Krispy Kreme Trying To Raise Dough To Return To Glory Years

Krispy Kreme
Photo Courtesy: UPI

WINSTON-SALEM, N.C., Sept. 10 (UPI) — About a decade ago, Krispy Kreme was rolling in the dough—the hottest donut-maker in the country that regularly saw locations sell out of inventory and customers stand in lines that stretched out the door.

Those were the days.

Krispy Kreme maintains a slightly lower profile today—a donut-maker relegated to tough competition with rivals like Dunkin’ Donuts.

Stock of the North Carolina-based company is down 20 percent this year—its lowest level in two years—and fell 12 percent on Wall Street Thursday.

The violent dunk was mainly due to an earnings report that fell short of what analysts were expecting. Conversely, Dunkin’ Donuts stock is up nearly 15 percent this year.

Part of the problem, some experts say, is the low appeal of the Krispy Kreme brand away from its stores.
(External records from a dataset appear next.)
Issue #9261, opened 2023-09-08
Setting 'disabled' to false in input components crashes the app


marit970:
This issue appears when updating the react-hook-form package (^7.46.0)

**What you were expecting:**
The input field is not disabled when setting the 'disabled'-property to false 

**What happened instead:**
It works correctly when setting the 'disabled'-property to 'true' or 'undefined', but it crashes the app when using 'false'

**Related code:**

* A link to a GitHub repo with the minimal codebase to reproduce the issue
https://github.com/marit970/react-disabled-bug

**Environment**

* React-admin version: 4.13.3
* React-hook-form version: 7.46.1 
* Last version that did not exhibit the issue (if applicable): 7.45.4 (react-hook-form)
* React version: ^18.2.0
* Browser: Mozilla Firefox
* Stack trace (in case of a JS error):
![Bildschirmfoto von 2023-09-08 11-16-55](https://github.com/marmelab/react-admin/assets/43189340/4f807363-5bc3-47ec-843a-aa9bb84fcf3f)

fzaninotto:
This seems like a react-hook-form regression. Can you try and install https://github.com/react-hook-form/react-hook-form/releases/tag/v7.46.1, which fixes a similar regression?

marit970:
@fzaninotto I've tried it out. This issue appears starting from the v7.46.0 (in 7.46.0 and 7.46.1 as well).

fzaninotto:
Then it's a react-hook-form regression. Could you open an issue in their repository?

marit970:
@fzaninotto sure, thank you!

marit970:
@fzaninotto here is my issue by react-hook-form: https://github.com/react-hook-form/react-hook-form/issues/10907. I have not defined any resource in my example repo, but nothing changes when I add one. Also, I have not found anything in the documentation. Maybe you have an idea of what is wrong/missing here?

qpointsystems:
Boy this killed me today, lol.  Finally tried checking here and violà, someone has logged it, thank god. 
Never thought it'd be in RA or hook form. 
Phew.

slax57:
I have tried to reproduce the issue inside our [simple example project](https://codesandbox.io/s/github/marmelab/react-admin/tree/master/examples/simple), after upgrading to RHF v7.46.1, but didn't get the error.

@marit970 I see that your reproduction code is somewhat incomplete, for instance it does not provide any `ResourceContext`.
[...]

PR #9313, opened 2023-09-25
Fix inputs with `disabled={false}` throw an error (workaround)

slax57:
Fix https://github.com/marmelab/react-admin/issues/9261

Actually this is a workaround, since the root issue has to be fixed on RHF's side (https://github.com/react-hook-form/react-hook-form/issues/10907)

Cannot be tested automatically.

To test:
- Upgrade to RHF >= 7.46.0
- Upgrade to React 18
- Set `disabled={false}` somewhere in the demo


djhi (approved):

fzaninotto:
TypeScript complains

djhi (approved):

cyonder:
I'm curious to know when this will be released. How often do we have releases?

djhi:
We usually release patch version every week. This one is scheduled for today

Products the company sells in supermarkets have not performed well, effectively limiting the donut-maker’s fiscal strength to one revenue channel.

Retail products under the Dunkin’ Donuts brand, meanwhile, perform well.

New Krispy Kreme chief executive Tony Thompson, who took the reins last year, has said the company is focusing more on international expansion and less on pushing other consumer products.

The company’s earnings report noted modestly increased revenues from year to year and slightly higher net income.

Krispy Kreme also repurchased 1.5 million shares of its common stock at a total cost of nearly $27 million.